Launching programs with child_process
execSync and spawnSync (blocking — like subprocess.run)
const { execSync, spawnSync } = require("child_process");
// macOS
spawnSync("open", ["/System/Applications/Calculator.app"]);
// Linux
// spawnSync('/usr/bin/gnome-calculator');
// Windows
// spawnSync('C:\\Windows\\System32\\calc.exe');
spawnSync returns an object with .status (exit code) and .stdout/.stderr buffers.
spawn (non-blocking — like subprocess.Popen)
spawn starts a process and returns immediately; your script continues.
const { spawn } = require("child_process");
const calcProc = spawn("open", ["/System/Applications/Calculator.app"]);
calcProc.on("exit", (code) => {
console.log(`Exited with code ${code}`);
});
// Kill a process
// calcProc.kill();
Passing command line arguments
Arguments go in the array after the command:
const { spawnSync } = require("child_process");
// macOS: open a file in default app
spawnSync("open", ["/Users/Al/hello.txt"]);
// Windows equivalent:
// spawnSync('C:\\Windows\\notepad.exe', ['C:\\Users\\Al\\hello.txt']);
Capturing output from commands
Use execSync with encoding, or spawnSync:
const { execSync } = require("child_process");
// macOS/Linux
const output = execSync("ping -c 4 nostarch.com", { encoding: "utf-8" });
console.log(output);
// Windows: ping -n 4 nostarch.com
Or with spawnSync:
const { spawnSync } = require("child_process");
const proc = spawnSync("ping", ["-c", "4", "nostarch.com"], {
encoding: "utf-8",
});
console.log(proc.stdout);
Scheduling with OS tools
Same OS schedulers apply:
- Windows: Task Scheduler.
- macOS:
launchd. - Linux:
cron.
In Node, you can also use packages like node-cron for in-process scheduling:
npm install node-cron
const cron = require("node-cron");
cron.schedule("0 9 * * *", () => {
console.log("Running task at 9:00 AM every day");
});
Opening files with default applications
const { execSync } = require("child_process");
const fs = require("fs");
fs.writeFileSync("hello.txt", "Hello, world!", "utf-8");
// macOS
execSync("open hello.txt");
// Windows
// execSync('start hello.txt', { shell: true });
// Linux
// execSync('xdg-open hello.txt');
The open package provides a cross-platform alternative:
npm install open
const open = require("open");
await open("hello.txt");
Project 15: Simple Countdown
Step 1: Countdown loop
function sleep(seconds) {
return new Promise((resolve) => setTimeout(resolve, seconds * 1000));
}
async function countdown() {
let timeLeft = 60;
while (timeLeft > 0) {
console.log(timeLeft);
await sleep(1);
timeLeft--;
}
// TODO: play sound/open file
}
countdown();
Step 2: Play sound or open something
const { execSync } = require("child_process");
// macOS:
// execSync('open alarm.wav');
// Windows:
// execSync('start alarm.wav', { shell: true });
// Or use the open package:
// const open = require('open');
// await open('alarm.wav');
You can instead open a website with the open package or use child_process to launch a browser.

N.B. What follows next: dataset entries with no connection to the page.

PR #203, opened 2017-11-20
Sharded table 'definition_metadata' into two tables: 'definition_metadata' and 'partition_deifnition_metadata'.

ajoymajumdar:
'partition_definition_metadata' stores metadata about the partitions. Metadata about catalog, database and tables are stored in 'definition_metadata'.

### DIFF
--- a/metacat-functional-tests/metacat-test-cluster/datastores/mysql/docker-entrypoint-initdb.d/metacat.sql
+++ b/metacat-functional-tests/metacat-test-cluster/datastores/mysql/docker-entrypoint-initdb.d/metacat.sql
@@ -65,6 +65,24 @@ CREATE TABLE `definition_metadata` (
 ) ENGINE=InnoDB AUTO_INCREMENT=10078235 DEFAULT CHARSET=latin1;
 /*!40101 SET character_set_client = @saved_cs_client */;
 
+DROP TABLE IF EXISTS `partition_definition_metadata`;
+/*!40101 SET @saved_cs_client     = @@character_set_client */;
+/*!40101 SET character_set_client = utf8 */;
+CREATE TABLE `partition_definition_metadata` (
+  `id` bigint(20) NOT NULL AUTO_INCREMENT,
+  `version` bigint(20) NOT NULL,
+  `created_by` varchar(255) NOT NULL,
+  `data` longtext NOT NULL,
+  `date_created` datetime NOT NULL,
+  `last_updated` datetime NOT NULL,
+  `last_updated_by` varchar(255) NOT NULL,
+  `name` varchar(255) NOT NULL,
+  PRIMARY KEY (`id`),
+  UNIQUE KEY `name` (`name`)
+) ENGINE=InnoDB AUTO_INCREMENT=10078235 DEFAULT CHARSET=latin1;
+/*!40101 SET character_set_client = @saved_cs_client */;
+
+
 --
 -- Table structure for table `lookup`
 --
--- a/metacat-metadata-mysql/src/main/java/com/netflix/metacat/metadata/mysql/MysqlUserMetadataService.java
+++ b/metacat-metadata-mysql/src/main/java/com/netflix/metacat/metadata/mysql/MysqlUserMetadataService.java
@@ -48,6 +48,13 @@ import java.util.stream.Collectors;
 
 /**
  * User metadata service.
+ *
+ * Definition metadata (business metadata about the logical schema definition) is stored in two tables. Definition
+ * metadata about the partitions are stored in 'partition_definition_metadata' table. Definition metadata about the
+ * catalogs, databases and tables are stored in 'definition_metadata' table.
+ *
+ * Data metadata (metadata about the data stored in the location referred by the schema). This information is stored in
+ * 'data_metadata' table.
  */
 @Slf4j
 @SuppressFBWarnings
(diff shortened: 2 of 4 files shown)


metacat-metadata-mysql/src/main/java/com/netflix/metacat/metadata/mysql/MysqlUserMetadataService.java
```diff
@@ -191,12 +190,25 @@ private void _deleteDefinitionMetadatas(
...
-            jdbcTemplate.update(
-                String.format(SQL.DELETE_DEFINITION_METADATA, Joiner.on(",").skipNulls().join(paramVariables)),
-                (Object[]) aNames);
+            final SqlParameterValue[] aPartitionNames = names.stream().filter(QualifiedName::isPartitionDefinition)
+                .map(n -> new SqlParameterValue(Types.VARCHAR, n))
+                .toArray(SqlParameterValue[]::new);
+            if (aNames.length > 0) {
+                final List<String> paramVariables = Arrays.stream(aNames).map(s -> "?").collect(Collectors.toList());
+                jdbcTemplate.update(
+                    String.format(SQL.DELETE_DEFINITION_METADATA, Joiner.on(",").skipNulls().join(paramVariables)),
```
zhljen: Is this table definition metadata only or including database metadata? If just table only, we should name it explicitly as table definition metadata.

metacat-metadata-mysql/src/main/java/com/netflix/metacat/metadata/mysql/MysqlUserMetadataService.java
```diff
@@ -331,16 +345,29 @@ private void _deleteDataMetadatas(
     @Transactional(readOnly = true)
     public Map<String, ObjectNode> getDefinitionMetadataMap(
         @Nonnull final List<QualifiedName> names) {
-        if (!names.isEmpty()) {
-            final List<List<QualifiedName>> parts = Lists.partition(names, config.getUserMetadataMaxInClauseItems());
-            return parts.stream()
+        final List<QualifiedName> oNames = names.stream().filter(name -> !name.isPartitionDefinition()).collect(
```
zhljen: Does this function returns both the table definition metadata map and the partition metadata map? If we don't want to change the API, we should at least separate these two parts as two functions internally for clarity.

metacat-metadata-mysql/src/main/java/com/netflix/metacat/metadata/mysql/MysqlUserMetadataService.java
```diff
@@ -605,6 +635,16 @@ public void saveMetadatas(final String user, final List<? extends HasMetadata> m
                         jdbcTemplate.batchUpdate(SQL.UPDATE_DEFINITION_METADATA, updateDefinitionMetadatas,
                             new int[]{Types.VARCHAR, Types.VARCHAR, Types.VARCHAR});
                     }
+                    if (!insertPartitionDefinitionMetadatas.isEmpty()) {
```
zhljen: Similar as above, we should regroup the partition metadata insert into one function for clarity, or it can be used to update/insert partition definition metadata only.

metacat-metadata-mysql/src/main/java/com/netflix/metacat/metadata/mysql/MysqlUserMetadataService.java
ajoymajumdar: Mentioned in the description. Will add it in the comments in the class.

metacat-metadata-mysql/src/main/java/com/netflix/metacat/metadata/mysql/MysqlUserMetadataService.java
ajoymajumdar: Yes, it does. Since sharding the table is an internal change for optimization purpose, we do not have a requirement to expose an API to separate them.For clarity,  I will create internal private methods.

metacat-functional-tests/metacat-test-cluster/datastores/mysql/docker-entrypoint-initdb.d/metacat.sql
```diff
@@ -65,6 +65,24 @@ CREATE TABLE `definition_metadata` (
...
+  `version` bigint(20) NOT NULL,
+  `created_by` varchar(255) NOT NULL,
+  `data` longtext NOT NULL,
+  `date_created` datetime NOT NULL,
+  `last_updated` datetime NOT NULL,
+  `last_updated_by` varchar(255) NOT NULL,
+  `name` varchar(255) NOT NULL,
+  PRIMARY KEY (`id`),
+  UNIQUE KEY `name` (`name`)
+) ENGINE=InnoDB AUTO_INCREMENT=10078235 DEFAULT CHARSET=latin1;
```
tgianos: Why are you setting the auto increment number to start with?

metacat-metadata-mysql/src/test/resources/sql/prepare-test.sql
```diff
@@ -36,6 +36,20 @@ CREATE TABLE metacat.definition_metadata (
   UNIQUE KEY name (name)
 ) DEFAULT CHARSET=latin1;
 
+-- Create syntax for TABLE 'definition_metadata'
+CREATE TABLE metacat.partition_definition_metadata (
+  id bigint(20) NOT NULL AUTO_INCREMENT,
+  version bigint(20) NOT NULL,
+  created_by varchar(255) NOT NULL,
+  data longtext NOT NULL,
```
tgianos: This is a huge data type. you really need this?

metacat-metadata-mysql/src/test/resources/sql/prepare-test.sql
```diff
@@ -36,6 +36,20 @@ CREATE TABLE metacat.definition_metadata (
...
+  date_created datetime NOT NULL,
```
tgianos: if you want greater granularity you can set `datetime(3)` for milliseconds... not sure if you want that or not but that's what is done in Genie

metacat-functional-tests/metacat-test-cluster/datastores/mysql/docker-entrypoint-initdb.d/metacat.sql
ajoymajumdar: Just a number to start with. Copied the schema from our current database.

metacat-metadata-mysql/src/test/resources/sql/prepare-test.sql
ajoymajumdar: Yes, we are using this since the JSON string can be huge.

Overall idea of the chapter
Chapter 19 in JavaScript: time handling with Date.now() (milliseconds, not seconds), Date objects for moments, millisecond arithmetic for durations (no built-in timedelta), formatting with toLocaleString or date-fns, async sleep with setTimeout promises, and launching programs with child_process (spawnSync/execSync for blocking, spawn for non-blocking). OS schedulers (Task Scheduler, launchd, cron) or node-cron handle recurring tasks.